Generation of ir spectrum¶

The easiest way to generate a simple model ir spectrum is to use the “dos.pl” tool. To run this in the most effective way and automatically display a plot, you will need to be running an X windows server. In that case the command

module load xmgrace

dos.pl -ir -xg h-BN.phonon

will generate a plot script and use the “xmgrace” plotting program to display it. You can create a GNUPLOT script instead of xmgrace by changing the “-xg” flag to “-gp”. Alternatively you can generate a GNUPLOT script without plotting by

dos.pl -ir -gp -np h-BN.phonon > h-BN-phonon.plt

Raman spectrum¶

The calculation of a raman intensities is fairly expensive compared to infrared matrix elements and it is therefore not turned on by default. To enable this, add the keyword

CALCULATE_RAMAN : TRUE

RAMAN_METHOD: DFPT

to the h-BN.param file, and resubmit the job. You can then use the “-raman” flag of dos.pl to generate and plot a raman spectrum.

You can then copy the “h-BN-phonon.plt” back to the PC and read this into GNUPLOT.

B. Molecular modes in benzene¶

The next part of this practical is to compute the modes and spectrum of a molecule and compare the result with a calculation of a molecular crystal. Our example is benzene. .cell and .param files describing a benzene molecule and also of a structure describing a high-pressure crystalline polymorph, phase III. These are in both in the course directory /work4/training/ccp5/abinitio and called benzene-..

First run the isolated molecule calculation. There are a few other considerations to take into account for an isolated molecule calculation.

1. The size of the simulation cell governs the interactions between periodic copies of the molecule and should be large enough that these are negligible.

2. The shape of the simulation cell governs the crystallographic point groups allowed in the handling of the symmetry. It should be chosen to be commensurate (as far as possible) with the molecular point group to maximise the use of symmetry. In the case of benzene it should obviously be hexagonal, and recommend a box 8A by 8A by 4A.

3. Recall that there is no electronic dispersion for a molecule, so only a single electronic k-point is needed. The general rule is that all “molecule in a box” calculations should use the \(\Gamma\) point only as CASTEP uses special performance optimisations in this case.

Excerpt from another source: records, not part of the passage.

PR #3472, opened 2026-04-13
NOISSUE - Fix `refreshKey` method

nyagamunene:
# What type of PR is this?

This is a bug fix because it fixes refreshed access tokens being issued with the refresh token ID.

## What does this do?

This PR fixes the refresh token flow so that the newly issued access token does not inherit the refresh token ID.

The refresh token ID is now only kept on the refreshed refresh token, where it is needed for active-token tracking and revocation. This prevents refreshed access tokens from being treated like PAT-backed sessions during authorization.

It also moves the refresh-token ID regression coverage into `TestIssue` and adds an edge case for refresh-token issuance failure.

- Related Issue #
- Resolves #

Yes, I updated `TestIssue` to cover the refresh-token flow and verify that the access token is issued without the refresh token ID while the refresh token keeps it.

No, this is a bug fix and does not add or modify a user-facing feature.

### Notes

This does not add PAT entity type support for reports or rules. That will be handled in a separate PR.


JeffMboya (dismissed):
LGTM

auth/service.go
```diff
@@ -343,14 +343,15 @@ func (svc service) refreshKey(ctx context.Context, token string, key Key) (Token
 	if !ok {
 		return Token{}, ErrRevokedToken
 	}
-	key.ID = k.ID
+	refreshID := k.ID
 	key.Type = AccessKey
+	key.ID = ""
```
arvindh123: Why we are sending empty key.ID ? 
If it is empty key.ID, then auth/tokenizer/util/jwt.go BuildToken will not add key id in token 
Does the key id is not requierd for building the refresh token?

JackMangBana (approved):

arvindh123 (approved):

For simplicity use the local density approximation, the standard NCP library pseudopotentials.

In benzene not all atoms are on special symmetry sites so you should first perform a geometry optimisation. Then set up a follow-on calculation to compute the \(\Gamma\) point phonons. The Phonons User Guide on the WWW should help you fill in the details, but please ask if you are stuck.

Benzene Phase III: The next stage is to compute the gamma point phonon modes of the molecular crystal of benzene in the high pressure polymorph, Phase III. You should use a 2x2x2 grid of electronic k-points, as dispersion is non-zero in this molecular crystal. Make sure that symmetry is detected and enabled. Use the same .param file as for the molecular case to ensure the settings are the same.

Once these calculations have completed you should generate a phonon DOS and ir spectra as in the previous practical and compare the molecule with the molecular crystal. You can also use Jmol to identify the modes.

Are all your frequencies positive? If not, can you suggest why not? Think about periodic boundary conditions.